Filling missing values (fillna) in Data Analysis Python - Time & Space Complexity
When we fill missing values in data, we want to know how long it takes as the data grows.
We ask: How does the time to fill missing spots change when the data gets bigger?
Analyze the time complexity of the following code snippet.
import pandas as pd
data = pd.Series([1, None, 3, None, 5])
filled_data = data.fillna(0)
This code replaces missing values in a list of numbers with zero.
Identify the loops, recursion, array traversals that repeat.
- Primary operation: Checking each element in the data to see if it is missing.

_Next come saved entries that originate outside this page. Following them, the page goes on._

PR #2144, opened 2020-08-18
[Merged Mining] Proxy Update

StriderDM:
## Description
Changed base url address of stagenet to one which has hash power assigned to it, moved constants into globalconfig.
Modified error handling so an error is not just logged and consumed, but that a result is always returned to XMRig whenever possible. Should not panic.
Split handle_connection function into handle_get and handle_post functions.
Added request_id for post methods.
Fixed clippy lints.
Improved logging further.

## Motivation and Context
Returns proxy to a functional state.

## How Has This Been Tested?
Have had it running for at least an hour with the below in 3 terminals.
```
cargo run --bin tari_base_node
cargo run --bin tari_merge_mining_proxy
./xmrig
```

## Types of changes

* [ ] New Tests
* [ ] Documentation

## Checklist:

### DIFF
--- a/applications/tari_merge_mining_proxy/src/main.rs
+++ b/applications/tari_merge_mining_proxy/src/main.rs
@@ -26,12 +26,14 @@ extern crate arrayref;
 extern crate chrono;
 extern crate jsonrpc;
 use chrono::Local;
+use config;
 use curl::easy::{Auth, Easy, List};
 use structopt::StructOpt;
-use tari_common::{ConfigBootstrap, ConfigError};
+use tari_common::{ConfigBootstrap, ConfigError, GlobalConfig};
 
 // TODO: Log to file
 use crate::error::MmProxyError;
+use json::JsonValue;
 use log::*;
 use monero::{
     blockdata::Block,
@@ -68,14 +70,6 @@ pub type PrivateKey = RistrettoSecretKey;
 
 pub const LOG_TARGET: &str = "tari_mm_proxy::app";
 
-// TODO: Refactor into a configuration file
-const MONEROD_URL: &str = "monero-stagenet.exan.tech:38081";
-const MONEROD_USER: &str = "user";
-const MONEROD_PASS: &str = "pass";
-const TARI_GRPC_URL: &str = "http://127.0.0.1:18142";
-const LOCALHOST: &str = "127.0.0.1:7878";
-const USE_AUTH: bool = false;
-
 #[derive(Clone, Debug)]
 pub struct TransientData {
     tari_block: Option<grpc::GetNewBlockResult>,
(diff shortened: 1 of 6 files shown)


applications/tari_merge_mining_proxy/src/main.rs
```diff
@@ -69,7 +69,8 @@ pub type PrivateKey = RistrettoSecretKey;
 pub const LOG_TARGET: &str = "tari_mm_proxy::app";
 
 // TODO: Refactor into a configuration file
-const MONEROD_URL: &str = "monero-stagenet.exan.tech:38081";
+// Address taken from https://community.xmr.to/xmr-seed-nodes/stagenet
+const MONEROD_URL: &str = "http://192.110.160.146:38081";
 const MONEROD_USER: &str = "user";
 const MONEROD_PASS: &str = "pass";
 const TARI_GRPC_URL: &str = "http://127.0.0.1:18142";
```
SWvheerden: We should probably move this toward a config file, but thats a future PR.

applications/tari_merge_mining_proxy/src/main.rs
```diff
@@ -85,121 +86,113 @@ pub struct TransientData {
 }
 
 // setup curl authentication
-fn base_curl_auth(curl: &mut Easy) -> Result<(), MmProxyError> {
-    curl.username(MONEROD_USER)
-        .map_err(|_| MmProxyError::CurlError("Invalid username".to_string()))?;
-    curl.password(MONEROD_PASS)
-        .map_err(|_| MmProxyError::CurlError("Invalid password".to_string()))?;
+fn base_curl_auth(curl: &mut Easy) {
+    curl.username(MONEROD_USER).unwrap();
```
SWvheerden: this will cause an error right? Should we not rather fail gracefully with an error than an outright panic?

SWvheerden: And the same for all of the unwraps

SWvheerden (commented):
I flagged some of them. But I have a big problem with using unwrap() all of the place. If this gets an error , it will just panic and exit the thread.

applications/tari_merge_mining_proxy/src/main.rs
StriderDM: Agreed.

applications/tari_merge_mining_proxy/src/main.rs
StriderDM: Haven't managed to get it to panic on these unwraps, even with an invalid config.

The errors for curl are presented on the perform() function, which will be caught by the match.

There was an unchecked unwrap on line 657 which is fixed now and appears to be the source of the poisoned lock error.

stringhandler: Try to avoid unwraps in general. Even if they are 100% fine, it makes it harder and harder to review because you then have to check everywhere to see if the unwrap is ok

StriderDM: Good point. Am updating the code.

applications/tari_merge_mining_proxy/src/main.rs
```diff
@@ -231,220 +206,406 @@ fn stringify_request(buffer: &[u8]) -> String {
...
-                                            .pow
-                                            .clone()
-                                            .ok_or_else(|| MmProxyError::MissingDataError("Pow data".to_string()))?;
-                                        powdata.pow_data = bincode::serialize(&pow_data).map_err(|_| {
-                                            MmProxyError::ParseError("Failure to serialize block".to_string())
-                                        })?;
+                                    Some(pow_data) => {
+                                        let mut tariheader: grpc::BlockHeader = block.header.unwrap();
+                                        let mut powdata = tariheader.pow.clone().unwrap();
+                                        powdata.pow_data = bincode::serialize(&pow_data).unwrap();
```
SWvheerden: We need to replace these unwraps. 
If there is a problem with malformed data, the thread will panic here

applications/tari_merge_mining_proxy/src/main.rs
```diff
@@ -231,220 +206,406 @@ fn stringify_request(buffer: &[u8]) -> String {
...
                             if transient.tari_block.is_some() && transient.monero_seed.is_some() {
-                                let blockresult: grpc::GetNewBlockResult = transient
-                                    .clone()
-                                    .tari_block
-                                    .ok_or_else(|| MmProxyError::MissingDataError("New Block result".to_string()))?;
-                                let mut block: grpc::Block = blockresult
-                                    .block
-                                    .ok_or_else(|| MmProxyError::MissingDataError("Block".to_string()))?;
+                                let blockresult: grpc::GetNewBlockResult = transient.clone().tari_block.unwrap();
+                                let mut block: grpc::Block = blockresult.block.unwrap();
```
SWvheerden: unwraps

applications/tari_merge_mining_proxy/src/main.rs
```diff
@@ -454,101 +615,232 @@ fn handle_connection(
...
+            match grpcclientresult {
+                Ok(mut grpcclient) => {
+                    match rt.block_on(grpcclient.get_new_block_template(grpc::PowAlgo { pow_algo: 0 })) {
+                        Ok(new_block_template_response) => {
+                            let new_template = new_block_template_response.into_inner().new_block_template.unwrap();
+                            match add_coinbase(consensus, new_template) {
+                                Some(coinbased_block) => match rt.block_on(grpcclient.get_new_block(coinbased_block)) {
+                                    Ok(newblock) => {
+                                        let block = newblock.into_inner();
+                                        let hash = block.clone().mining_data.unwrap().mergemining_hash;
```
SWvheerden: unwrap

SWvheerden (commented):
there is still a lot of unwraps here

applications/tari_merge_mining_proxy/src/main.rs
StriderDM: Removed unwraps.

applications/tari_merge_mining_proxy/src/main.rs
StriderDM: Removed unwraps.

- How many times: Once for every item in the data list.
As the data list grows, the time to fill missing values grows in a straight line.
| Input Size (n) | Approx. Operations |
|---|---|
| 10 | 10 checks and fills |
| 100 | 100 checks and fills |
| 1000 | 1000 checks and fills |
Pattern observation: Doubling the data doubles the work needed.
Time Complexity: O(n)
This means the time to fill missing values grows directly with the size of the data.
[X] Wrong: "Filling missing values happens instantly no matter how big the data is."
[OK] Correct: The code must check each item to find missing spots, so bigger data takes more time.
Understanding how filling missing data scales helps you explain data cleaning steps clearly and confidently.
"What if we filled missing values using the previous value instead of a fixed number? How would the time complexity change?"